There are a number of cases that need synchronization of several tracks in the same page, for instance to synchronize the sign-language transcript of an audio track with its associated video. The MediaController interface, initially defined in HTML5, was dropped from the HTML specification due to very limited implementation support. The Timing Object specification proposes a mechanism to bring shared on-line clocks to browsers and ease synchronization of heterogeneous content within a single device and across devices.
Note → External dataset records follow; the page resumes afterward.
PR #331, opened 2022-09-22
wasm back to 10.0.3

jetjake:


Tristyn:
Being on 0.10.3 breaks windows, and 0.10.1 breaks mac. It's a mess, maybe we should fork it, use that and make a PR?

Tristyn:
I rerun checks and they pass.
The 2k changes to yarn.lock is concerning so I rebuilt the pr at #334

The proposed timing model is generic, in that it could be applied to any timed media, such as audio or video playback or presentation or animation of web content in general.

FeatureSpecification / GroupImplementation intents
Select browsers…
Synchronization to a media streamDataCue
Web Platform Incubator Community Group
Closed CaptioningSourcing In-band Media Resource Tracks from Media Containers into HTML
Media Resource In-band Tracks Community Group
Multi-device synchronizationTiming Object
Multi-Device Timing Community Group

Discontinued features

The MediaController interface
The MediaController interface had been introduced in HTML5 to ease the playback synchronization of different media elements within a single page. The interface was dropped from the HTML5.1 specification due to very limited implementation support and concerns about the performance and technical viability of such solutions on constrained devices.

Features not covered by ongoing work

Media-synchronised Web animations
Web Animations allows Web applications to synchronise CSS Transitions, CSS Animations, and SVG with a global clock. There is no built-in mechanism to synchronize animations to playback of audio or video media, which could be useful to enable tighter synchronization in libraries such as Mozilla's Popcorn.js. Possible solutions include an extension to Web Animations to be able to associate animations with a media element, or integration with the more generic Timing Object solution.